PR #381, opened 2020-08-26
SNOW-183542 add check-wheel-contents

sfc-gh-mkeller:
SNOW-183542
I recently learned of this tool and I wanted to see if this tool would help us with catching some issues.
Not sure if we're going use/merge this yet.


sfc-gh-mkeller:
`check-wheel-contents` does not support Python 3.5, but 3.5 is EOL next month, so I will just try this again once we drop support for it.

groodt:
It seems you've dropped 3.5 support now, so you could integrate this change. It does seem like it might be helpful.

PR #391, opened 2020-09-02
update snowflake.net links to snowflake.com

jameslamb:
When I clicked the docs links in the README, I noticed that I was redirected from `snowflake.net` to `snowflake.com`. I confirmed this with `curl`

```shell
curl -I https://docs.snowflake.net/
```

returns this

```text
HTTP/1.1 301 Moved Permanently
Content-Length: 0
Connection: keep-alive
Date: Wed, 02 Sep 2020 23:14:06 GMT
Location: /manuals/index.html
Server: AmazonS3
X-Cache: Miss from cloudfront
Via: 1.1 5971d213ff39e16c310a05523f08e121.cloudfront.net (CloudFront)
```

This PR proposes updating the existing documentation links that point to `.net` to `.com`. I tested these new links manually and all worked without redirects.

I didn't change the links in the test files, since I'm guessing that those are still valid.

image

## Why this PR is important

I have been in settings where browsers block redirects. This PR will help out any of your users that are in such settings, and might otherwise not be able to click through these links.

### DIFF
--- a/DESCRIPTION.rst
+++ b/DESCRIPTION.rst
@@ -2,7 +2,7 @@ This package includes the Snowflake Connector for Python, which conforms to the 
 https://www.python.org/dev/peps/pep-0249/
 
 Snowflake Documentation is available at:
-https://docs.snowflake.net/
+https://docs.snowflake.com/
 
 Source code is also available at: https://github.com/snowflakedb/snowflake-connector-python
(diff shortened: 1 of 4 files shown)


sfc-gh-mkeller (approved):
🚢 🚢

**Exercise brief**: The lines to return are those with the string "contents" in them; copy each from the entries above.

**Response to this task**:
SNOW-183542 add check-wheel-contents
`check-wheel-contents` does not support Python 3.5, but 3.5 is EOL next month, so I will just try this again once we drop support for it.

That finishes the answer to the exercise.